ACTIVITY
Check every line of the material for the word "aborts". Copy those that have it.

GIVEN RECORDS

PR #736, opened 2024-12-16
Bump VDAF to draft 13 for Prio2

jhoyla:
Prio2 can use draft-13 or draft-09. This PR adds backwards compatible support for the latest draft.
It also contains a few missing tests for Prio3's backwards compatible support.

### DIFF
--- a/crates/daphne/src/roles/mod.rs
+++ b/crates/daphne/src/roles/mod.rs
@@ -198,7 +198,7 @@ mod test {
             };
 
             // Task Parameters that the Leader and Helper must agree on.
-            let vdaf_config = VdafConfig::Prio3Draft09(Prio3Config::Count);
+            let vdaf_config = VdafConfig::Prio3(Prio3Config::Count);
             let leader_url = Url::parse("https://leader.com/v02/").unwrap();
             let helper_url = Url::parse("http://helper.org:8788/v02/").unwrap();
             let collector_hpke_receiver_config =
@@ -486,10 +486,7 @@ mod test {
             // Construct report. We expect the VDAF to be Prio3Count so that we know what type of
             // measurement to generate. However, we could extend the code to support more VDAFs.
             let task_config = self.leader.unchecked_get_task_config(task_id).await;
-            assert_matches!(
-                task_config.vdaf,
-                VdafConfig::Prio3Draft09(Prio3Config::Count)
-            );
+            assert_matches!(task_config.vdaf, VdafConfig::Prio3(Prio3Config::Count));
 
             self.gen_test_report_for_measurement(task_id, DapMeasurement::U64(1))
                 .await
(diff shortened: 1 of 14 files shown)


crates/daphne/src/roles/mod.rs
```diff
@@ -1516,7 +1513,18 @@ mod test {
...
+        )
+        .await;
+    }
+
+    async_test_versions! { e2e_taskprov_prio2_draft09 }
+
+    async fn e2e_taskprov_prio2_latest(version: DapVersion) {
         e2e_taskprov(
             version,
             VdafConfig::Prio2 { dimension: 10 },
```
mendess, line 1530: remerge these two tests and use the passed in version to determine the prio version to use

crates/daphne/src/roles/mod.rs
```diff
@@ -1541,6 +1551,22 @@ mod test {
...
+                bits: 1,
+                length: 10,
+                chunk_length: 2,
+                num_proofs: 3,
+            }),
+            DapMeasurement::U64Vec(vec![1; 10]),
+        )
+        .await;
+    }
+
```
mendess, line 1569: Same here

mendess (changes requested):

cjpatton:
I'm waiting to review until the base PR has been merged and this PR has been rebased.

crates/daphne/src/vdaf/prio2_latest.rs
```diff
@@ -0,0 +1,200 @@
+// Copyright (c) 2022 Cloudflare, Inc. All rights reserved.
```
mendess, line 1: rename file to just prio2.rs

mendess (approved):

crates/daphne/src/roles/mod.rs
jhoyla: I don't want to tie Prio too tightly to DAP, especially in the tests.

crates/daphne/src/vdaf/prio2.rs
```diff
@@ -71,7 +77,10 @@ pub(crate) fn prio2_prep_init(
     <()>::get_decoded_with_param(&vdaf, public_share_data)?;
     let input_share: Share<FieldPrio2, 32> =
         Share::get_decoded_with_param(&(&vdaf, agg_id), input_share_data)?;
-    let (state, share) = vdaf.prepare_init(verify_key, agg_id, &(), nonce, &(), &input_share)?;
+    let binding = [CTX_STRING, &task_id.0].concat();
+    let ctx = binding.as_slice();
+    let (state, share) =
+        vdaf.prepare_init(verify_key, ctx, agg_id, &(), nonce, &(), &input_share)?;
```
cjpatton, line 83: Hmmm ... there are no functional changes to Prio2 between `prio_draft09` and `prio`. The implementation will simply ignore the context string, so there's not much point in constructing it here.

Stepping back, I don't think we need two version so the `prio2` module, as there is only one version of this algorithm we need to support (either in DAP-09 or DAP-13).

FYI, in case this wasn't clear: Prio2 is not standardized, but is provided by libprio. It hasn't changed at all since DAP-02.

cjpatton (changes requested):

PR #737, opened 2024-12-16
Rename transition failure to report error

jhoyla:
In draft 13 of the DAP spec `PrepareError` (which we called `TransitionFailure`) was renamed to `ReportError`. This PR brings us in line with the spec.

### DIFF
--- a/crates/daphne-server/src/router/mod.rs
+++ b/crates/daphne-server/src/router/mod.rs
@@ -160,9 +160,9 @@ impl AxumDapResponse {
     }
 
     pub fn new_error<E: Into<DapError>>(error: E, metrics: &dyn DaphneServiceMetrics) -> Self {
-        // trigger abort if transition failures reach this point.
+        // Trigger abort if report errors reach this point.
         let error = match error.into() {
-            DapError::Transition(failure) => DapAbort::report_rejected(failure),
+            DapError::ReportError(err) => DapAbort::report_rejected(err),
             DapError::Fatal(e) => Err(e),
             DapError::Abort(abort) => Ok(abort),
         };
--- a/crates/daphne/src/error/mod.rs
+++ b/crates/daphne/src/error/mod.rs
@@ -5,7 +5,7 @@ pub mod aborts;
 
 use std::fmt::{Debug, Display};
 
-use crate::{messages::TransitionFailure, vdaf::VdafError};
+use crate::{messages::ReportError, vdaf::VdafError};
 pub use aborts::DapAbort;
 use prio::codec::CodecError;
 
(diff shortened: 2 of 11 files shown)


crates/daphne/src/error/mod.rs
```diff
@@ -25,10 +25,10 @@ pub enum DapError {
     #[error("abort: {0}")]
     Abort(#[from] DapAbort),
 
-    /// Transition failure. This error blocks processing of a paritcular report and may, under
+    /// Report Error. This error blocks processing of a paritcular report and may, under
     /// certain conditions, trigger an abort.
-    #[error("transition error: {0}")]
-    Transition(#[from] TransitionFailure),
+    #[error("report error: {0}")]
+    Transition(#[from] ReportError),
```
mendess, line 31: Should this variant also no be renamed?

mendess (approved):

crates/daphne-server/src/router/mod.rs
```diff
@@ -160,9 +160,9 @@ impl AxumDapResponse {
     }
 
     pub fn new_error<E: Into<DapError>>(error: E, metrics: &dyn DaphneServiceMetrics) -> Self {
-        // trigger abort if transition failures reach this point.
+        // trigger abort if report errors reach this point.
```
cjpatton, line 163: Might as well fix grammar here.
```suggestion
        // Trigger abort if report errors reach this point.
```

crates/daphne/src/messages/mod.rs
```diff
@@ -760,7 +760,7 @@ impl TryFrom<u8> for TransitionFailureDraft09 {
     }
 }
 
-impl TryFrom<u8> for TransitionFailureLatest {
+impl TryFrom<u8> for ReportErrorLatest {
```
cjpatton, line 763:
```suggestion
impl TryFrom<u8> for ReportError {
```

cjpatton (changes requested):
Just a couple minor things.

crates/daphne/src/messages/mod.rs
jhoyla: So the unified enum is called `ReportError` which I think makes the most sense. We could rename the unified enum to `UnifiedReportError` but I think that makes the code less readable. Alternatively I could rename `ReportErrorLatest` to `ReportErrorDraft13` (or maybe `ReportErrorDraft12` as that was when the renumbering happened) just so that it will stay aligned with the drafts.

cjpatton: Nope, better as is!

cjpatton (approved):

PR #742, opened 2024-12-18
taskprov: Ensure the task ID matches the advertised config

### LINKED ISSUE #710: Properly opt out of taskprov tasks
Discussion: https://github.com/cloudflare/daphne/pull/709#discussion_r1823230576

Relevant spec: https://ietf-wg-ppm.github.io/draft-ietf-ppm-dap-taskprov/draft-ietf-ppm-dap-taskprov.html#section-4.4-3.1.1

We don't reject when a task id does not match the task config

cjpatton:
Closes #710.

Add a unit test that ensures
`TaskprovAdvertisement::parse_taskprov_advertisement()` fails if the task ID doesn't match the advertised task config. Along the way, adjust some variable names to make the code easier to read.

### DIFF
--- a/crates/daphne/src/taskprov.rs
+++ b/crates/daphne/src/taskprov.rs
@@ -120,7 +120,7 @@ fn url_from_bytes(task_id: &TaskId, url_bytes: &[u8]) -> Result<Url, DapAbort> {
 }
 
 impl DapBatchMode {
-    fn try_from_taskprov(task_id: &TaskId, var: BatchMode) -> Result<Self, DapAbort> {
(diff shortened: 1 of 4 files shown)


crates/daphne/src/taskprov.rs
```diff
@@ -290,21 +290,25 @@ impl DapTaskConfigNeedsOptIn {
     pub(crate) fn try_from_taskprov(
```
mendess, line 290: maybe this function should be named `try_from_taskprov_advertisement`

mendess (approved):

cjpatton:
Took Mendes' suggestion, rebased, and squashed.

PR #745, opened 2024-12-19
Bump Prio2 to VDAF-13 Take #2

jhoyla:


mendess (approved):

crates/daphne/src/vdaf/prio2.rs
```diff
@@ -71,7 +71,8 @@ pub(crate) fn prio2_prep_init(
     <()>::get_decoded_with_param(&vdaf, public_share_data)?;
     let input_share: Share<FieldPrio2, 32> =
         Share::get_decoded_with_param(&(&vdaf, agg_id), input_share_data)?;
```
cjpatton, line 73: I'd add a comment here nothing that the `ctx` string is ignored by Prio2.

crates/daphne/src/vdaf/prio2.rs
```diff
@@ -133,7 +134,7 @@ pub(crate) fn prio2_prep_finish(
             )))
         }
     };
-    let agg_share = VdafAggregateShare::Field32Draft09(vdaf.aggregate(&(), [out_share])?);
```
cjpatton, line 136: We should be able to remove the `Field32Draft09` variant now.

cjpatton (changes requested):
Whoops, I meant to request changes, not just comment.

crates/daphne/src/vdaf/prio2.rs
jhoyla: Doesn't `Pine32HmacSha256Aes128` depend on it?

RESULT FOR THIS TASK
@@ -5,7 +5,7 @@ pub mod aborts;
 pub use aborts::DapAbort;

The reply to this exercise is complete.